The study population was derived from the Coronary Artery Risk Development in Young Adults (CARDIA), a population-based epidemiological study of 5,115 adults aged 18–35 years at baseline, which has been described in detail elsewhere.13 Briefly, in 1985–6 participants recruited by random selection of telephone numbers from designated census tracts in Birmingham, Alabama; Chicago, Illinois; Minneapolis, Minnesota; and by random selection from the membership list of a health care plan in Oakland, California.

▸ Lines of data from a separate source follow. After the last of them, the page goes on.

PR #178, opened 2016-02-12
Make jsons in collection views collapsible, fixes #176

### LINKED ISSUE #176: Dynamic collapsing of subobjects
Hi, I just wanted to ask whether you could consider implementing collapsing subobjects in collection views. I have some subobjects that are pretty big and setting `maxPropSize` makes them collapsed completely - and when I click them, I see the whole huge subobject and have no way to hide it.
It'd be really cool if there was an option to dynamically (un)collapse the subobjects similar to [1]. I'd be glad to send a PR, but I'm no JS/NodeJS expert. Perhaps given some pointers, I could do that (like - is there actually a library for that? My googling doesn't reveal anything, but perhaps I'm just doing it wrong).

[1] http://jsfiddle.net/t5Hxk/5/

bkabrda:
This adds the ability to collapse subobjects using renderjson \[1\].
- renderjson is licensed under ISC \[2\], which according to wikipedia is functionally equivalent with MIT; hopefully that means that there should be no licensing issues, but IANAL
- The implementation is a bit naive - the whole page is loaded first and then a custom JS function traverses all `div.tableContent` elements and if one of them contains JSON string, it parses it and replaces it with renderjson result.
- I've added two configuration options for turning on/off using renderjson and for setting the default unfold level.
- The only issue that I'm experiencing is that the table columns change width when collapsing/uncollapsing. I'm not sure whether that's fixable - I'm not sure whether we should (can) fix it in the first place... I'm just mentioning it for your consideration.

I'm not an experienced JS/frontend developer, so if you see a better way to do something or if you would like me to change the behaviour in some way, please say so.

\[1\] https://github.com/caldwell/renderjson
\[2\] https://en.wikipedia.org/wiki/ISC_license

### DIFF
--- a/config.default.js
+++ b/config.default.js
@@ -125,6 +125,12 @@ module.exports = {
 
     //readOnly: if readOnly is true, components of writing are not visible.
     readOnly: false,
+
+    //collapsibleJSON: if set to true, jsons will be displayed collapsible
+    collapsibleJSON: true,
+    //collapsibleJSONDefaultUnfold: if collapsibleJSON is set to `true`, this defines default level
+    //  to which JSONs are displayed unfolded; use number or "all" to unfold all levels
+    collapsibleJSONDefaultUnfold: 1
   },
 
   // Specify the default keyname that should be picked from a document to display in collections list.
--- a/lib/routes/collection.js
+++ b/lib/routes/collection.js
@@ -184,6 +184,8 @@ var routes = function(config) {
           fields: jsonFields,
           defaultKey: defaultKey,
           edKey: edKey,
+          collapsibleJSON: config.options.collapsibleJSON,
+          collapsibleJSONDefaultUnfold: config.options.collapsibleJSONDefaultUnfold
         };
 
         res.render('collection', ctx);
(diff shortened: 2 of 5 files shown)


wulfsolter:
I've made two little fixes:

- was trying to call renderjson() on all things starting with `<` which included `<img ..` and `<video ..` so broke all sorts of client side JS. https://github.com/andzdroid/mongo-express/commit/52034fdd6d16494ceb5cff990f05f1a96644168a
- when expanding/collapsing, the newly appended '+', '-' links bubble up to trigger 'edit document' which gets quite annoying very quickly. Fix in mongo-express https://github.com/andzdroid/mongo-express/commit/a8bbfe774da761333f53f90b7941c7f9945a1ac0 and PR at renderjson https://github.com/caldwell/renderjson/pull/10

Thanks for your great work! :D

bkabrda:
Cool, thank you very much.
As for stopping the propagation, I actually had code for that [1] and it worked for me. I wonder why it didn't work for you... Probably you can remove that callback now, since you put it in renderjson.

[1] https://github.com/andzdroid/mongo-express/pull/178/files#diff-719c36e360c37fccfb9f4ed48a2bace6R219

wulfsolter:
It works the first time round on the root expand/collapse toggles... just not once you've expanded a hidden child that has toggles itself - toggles that weren't visible when page got created.

bkabrda:
Ah, thanks for the explanation!

wulfsolter:
And merged into upstream renderjson :) https://github.com/caldwell/renderjson/pull/10#issuecomment-183755289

The sampling scheme was designed to achieve a balance at each of the 4 sites by race (black, white), sex, education (high school degree or less, more than high school), and age (18–24 years, 25 – 30 years). All subjects gave informed consent before entering the study and at each follow-up examination.

Exercise stress testing was conducted at year 7 (1992–93) at all Centers, a protocol violation at the Minneapolis study site resulted in stress test data that were not comparable to those at the other three study sites.14 The eligibility criteria for the current analysis therefore consisted of completion of stress testing at Birmingham, Chicago, or Oakland at the year 7 CARDIA examination in 1992–93 and availability of a valid residential address at Exam Year 10. A total of 2,505 individuals met these criteria and thus comprised the analytic sample. Baseline characteristics of these participants were similar to those not eligible for the current analysis (n=2539) with respect to age (25 ± 4 vs. 25 ± 4 years), BMI (26 ± 16 vs. 27 ± 16), and all other clinical and demographic features listed in Table 1.

Table 1.

Participants’ Characteristics by Tertiles of the Neighborhood Socioeconomic Score: the CARDIA study, 1992–93 (N=2505)*

Characteristics Tertile, SES Range P

for trend

Lowest
(n =835)
Intermediate
(n =836)
Highest
(n =834)
Demographic & Anthropomorphic Characteristics
  Age, mean years ± standard deviation (SD) 31 ± 4 32 ± 4 32 ± 3 <0.001
  Male sex, no. (%) 344 (41) 380 (45) 408 (49) 0.002
  Black race, no. (%) 684 (82) 406 (49) 172 (21) <0.001
  Waist Circumference (cm) 85 ± 14 83 ± 13 80 ± 12 <0.001
  Hip Circumference (cm) 107 ± 12 105 ± 11 102 ± 9 <0.001
  Body Mass Index 28 ± 6 26 ± 6 25 ± 5 <0.001
Marital Status
  Currently married 311 (37) 406 (49) 445 (53) <0.001

Clinical History-no. (%)
  Diabetes 34 (4) 20 (2) 20 (2) 0.04
  Hypertension 78 (9) 67 (8) 49 (6) 0.008
  Current smoker 288 (34) 161 (19) 118 (14) <0.001
  Elevated cholesterol 89 (11) 112 (13) 113 (14) 0.07
  History of peripheral vascular disease 7 (0.8) 6 (0.7) 2 (0.2) 0.11
  History of asthma, emphysema, or bronchitis 99 (12) 92 (11) 88 (11) 0.40

Fasting Blood Glucose and Lipid Levels: mean ± SD
  Glucose (mg/dL): 81 ± 12 81 ± 10 83 ± 9 <0.001
  Low density lipoprotein cholesterol (mg/dL) 111 ± 31 110 ± 30 110 ± 29 0.57
  High density lipoprotein cholesterol (mg/dL) 53 ± 12 53 ± 13 54 ± 13 0.03
  Triglycerides (mg/dL) 70 ± 44 71 ± 45 72 ± 44 0.09
  Total cholesterol (mg/dL) 178 ± 35 177 ± 33 179 ± 31 0.47
*

Chi-square test and the Mantel-Haenszel extension test were performed to detect linear trends across increasing tertiles of the Neighborhood SES score.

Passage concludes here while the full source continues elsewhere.